The EntitleMen: techno-libertarian right wing sockpuppets of silicon valley - epsylon
http://graydon2.dreamwidth.org/193575.html
======
hackuser
This brings to mind a quote I posted in another discussion:

 _Cicero made the point fifty years before the birth of Christ: “Not to know
what happened before one was born is always to be a child.” The American
historian, Arthur Schlesinger Jr., made the same point in the essay that
served as his epitaph when it was published in the New York Times on January
1, 2007, two months before he died. Under the heading, “Folly’s Antidote,” he
prescribed strong doses of history as a cure for “the delusions of omnipotence
and omniscience,” akin to those that persuaded the Bush Administration to
stage a rerun in Iraq of America’s misadventure in Vietnam.
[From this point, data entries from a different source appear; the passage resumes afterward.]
PR #2585, opened 2023-06-20
Update cubepilot_cube_orange.md for carrier board pinouts

afwilkin:
Had to look for these for a bit. thought it might be useful to add them here


hamishwillee:
Thanks very much. I have decided that you are right that the pinouts are too hard to find "as is", but if that is worth doing, it is worth doing in the docs. So I am going to close this in favour of https://github.com/PX4/PX4-user_guide/pull/2586

PR #2586, opened 2023-06-21
Cube Orange Plus - add pinouts

hamishwillee:
This replaces #2585 by @afwilkin , adding the pinouts.

Many controllers follow the Pixhawk standard for ports now, but not the Cube. So it is worth adding pinouts, because it is really hard to infer them from the schematics as we suggested previously. I also don't want to cross link to ArduPilot here - either it is worth doing, or it is not.

I have updated this from https://github.com/proficnc/The-Cube/blob/master/CB_REV_C_Altium/PCB%203D%20Print%20from%20Above.PDF and https://docs.cubepilot.org/user-guides/autopilot/the-cube-module-overview , and sanity checked against the ArduPilot docs.

@julianoes My understanding is that the main differentiator for Cube Orange + is that it comes with a new board that has ADSB-IN receiver on the new carrier board - is that correct? It also lacks a debug port, but that isn't documented here, so not too worried about it
1. Is that right? In which case we should add the info to make it findable on search, and also perhaps cross link from ADSB page. 
2. If it does work with ADSB-In presumably PX4 needs to configure this specially, or would the board be set up already  ?
3. Are these pinouts likely the same for all the other boards? i.e. can I copy this to Black, Orange etc?

### DIFF
--- a/en/flight_controller/cubepilot_cube_orange.md
+++ b/en/flight_controller/cubepilot_cube_orange.md
@@ -12,6 +12,10 @@ The [Cube Orange](https://www.cubepilot.com/#/cube/features) flight controller i
 The controller is designed to be used with a domain-specific carrier board in order to reduce the wiring, improve reliability, and ease of assembly.
 For example, a carrier board for a commercial inspection vehicle might include connections for a companion computer, while a carrier board for a racer could includes ESCs for the frame of the vehicle.
 
+The ADS-B carrier board includes a customized 1090MHz ADSB-In receiver from uAvionix.
+This provides attitude and location of commercial manned aircraft within the range of Cube.
+This is automatically configured and enabled in the default PX4 firmware.
+
 Cube includes vibration isolation on two of the IMU's, with a third fixed IMU as a reference / backup.
 
 :::tip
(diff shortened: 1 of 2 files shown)


julianoes:
> 1. Is that right? In which case we should add the info to make it findable on search, and also perhaps cross link from ADSB page.

No, Cube Orange already came with the Ping ADSB-In module.

> 2. If it does work with ADSB-In presumably PX4 needs to configure this specially, or would the board be set up already ?

It works automatically, I've tested it.

> 3. Are these pinouts likely the same for all the other boards? i.e. can I copy this to Black, Orange etc?

I'm pretty sure the pinout is identical for Orange and Orange+. For Black I'd assume so, but I'm not too sure.

The main change of the Orange+ over the Orange is that it is based on the STM32H757 (dual core), and has a few changes in terms of the used sensors.

julianoes (approved):

hamishwillee:
Thanks very much @julianoes . I pushed the same pinouts to Cube Orange, added a note about the ADSB-In receiver on the carrier board, and added a note about the main differences.

PR #2598, opened 2023-06-27
Update holybro_pm02d.md

igalloway:
Add chip used section under specifciations to make it clearer what to look for in software.


mrpollo:
thanks @igalloway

The failure to
connect the then with the now Schlesinger diagnosed as an illness which, if
left untreated, he thought likely to lead to the death of the American idea.
Children unfamiliar with the world in time make easy marks for the dealers in
fascist politics and quack religion._

From: [http://www.laphamsquarterly.org/states-war/gulf-
time](http://www.laphamsquarterly.org/states-war/gulf-time)

I fear that because many in tech disdain the value of the liberal arts and the
humanitites, there could be a fertile, critical mass of ignorance. Even worse,
because many in tech are there for there intellectual abilities, we get the
deadly mixing of ignorance and arrogance.